Benzoyl-CoA reductase
From Wikipedia, the free encyclopedia
In enzymology, a benzoyl-CoA reductase (EC 1.3.99.15) is an enzyme that catalyzes the chemical reaction
- benzoyl-CoA + reduced acceptor + 2 ATP + 2 H2O cyclohexa-1,5-diene-1-carbonyl-CoA + acceptor + 2 ADP + 2 phosphate
The 4 substrates of this enzyme are benzoyl-CoA, reduced acceptor, ATP, and H2O, whereas its 4 products are cyclohexa-1,5-diene-1-carbonyl-CoA, acceptor, ADP, and phosphate.

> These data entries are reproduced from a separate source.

PR #1513, opened 2021-06-28
net,ua,uag: support for multiple network interfaces

cspiel1:
net,ua,uag: support for multiple network interfaces
    
This commit adds support for multiple network interfaces and local
IP addresses.

IPv6ll support will be added in a following PR.

This PR replaces https://github.com/baresip/baresip/pull/1473.

### DIFF
--- a/include/baresip.h
+++ b/include/baresip.h
@@ -709,6 +709,7 @@ int  net_dns_debug(struct re_printf *pf, const struct network *net);
 int  net_debug(struct re_printf *pf, const struct network *net);
 void net_laddr_apply(const struct network *net, net_ifaddr_h *ifh, void *arg);
 const struct sa *net_laddr_af(const struct network *net, int af);
+bool net_is_laddr(const struct network *net, struct sa *sa);
 struct dnsc     *net_dnsc(const struct network *net);
 
 
--- a/src/net.c
+++ b/src/net.c
@@ -10,10 +10,8 @@
 
 struct network {
 	struct config_net cfg;
-	struct sa laddr;
-#ifdef HAVE_INET6
-	struct sa laddr6;
-#endif
+	struct list laddrs;           /**< List of local addresses           */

This enzyme belongs to the family of oxidoreductases, specifically those acting on the CH-CH group of donor with other acceptors. The systematic name of this enzyme class is cyclohexa-1,5-diene-1-carbonyl-CoA:acceptor oxidoreductase (aromatizing, ATP-forming). This enzyme is also called benzoyl-CoA reductase (dearomatizing). This enzyme participates in benzoate degradation via coa ligation. It has 2 cofactors: manganese, and Magnesium.
[edit] References
- IUBMB entry for 1.3.99.15
- BRENDA references for 1.3.99.15 (Recommended.)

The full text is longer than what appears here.